Problem to work on: Find the lines in the material below that include the word "assume", count them, and give that count alone.

Data shown:
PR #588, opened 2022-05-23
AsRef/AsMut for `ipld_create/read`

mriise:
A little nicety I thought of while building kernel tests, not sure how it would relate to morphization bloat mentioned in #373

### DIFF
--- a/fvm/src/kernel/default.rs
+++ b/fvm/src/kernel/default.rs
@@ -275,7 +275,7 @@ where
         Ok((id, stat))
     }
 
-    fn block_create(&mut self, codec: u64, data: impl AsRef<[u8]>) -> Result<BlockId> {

* * *

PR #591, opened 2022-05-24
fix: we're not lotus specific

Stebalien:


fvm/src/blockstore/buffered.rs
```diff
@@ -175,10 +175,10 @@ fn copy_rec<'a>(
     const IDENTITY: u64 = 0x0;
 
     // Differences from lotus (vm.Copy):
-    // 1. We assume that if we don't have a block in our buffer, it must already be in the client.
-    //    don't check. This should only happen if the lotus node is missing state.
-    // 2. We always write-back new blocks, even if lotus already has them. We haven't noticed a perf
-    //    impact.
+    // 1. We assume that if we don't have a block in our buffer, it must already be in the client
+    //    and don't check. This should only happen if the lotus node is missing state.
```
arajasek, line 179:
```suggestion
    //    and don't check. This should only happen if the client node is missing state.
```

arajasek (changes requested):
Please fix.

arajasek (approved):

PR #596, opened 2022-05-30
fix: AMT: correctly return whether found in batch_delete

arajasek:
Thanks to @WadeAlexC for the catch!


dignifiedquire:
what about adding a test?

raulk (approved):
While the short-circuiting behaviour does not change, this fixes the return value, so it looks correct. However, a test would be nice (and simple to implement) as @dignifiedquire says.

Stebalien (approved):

Output of the exercise: 2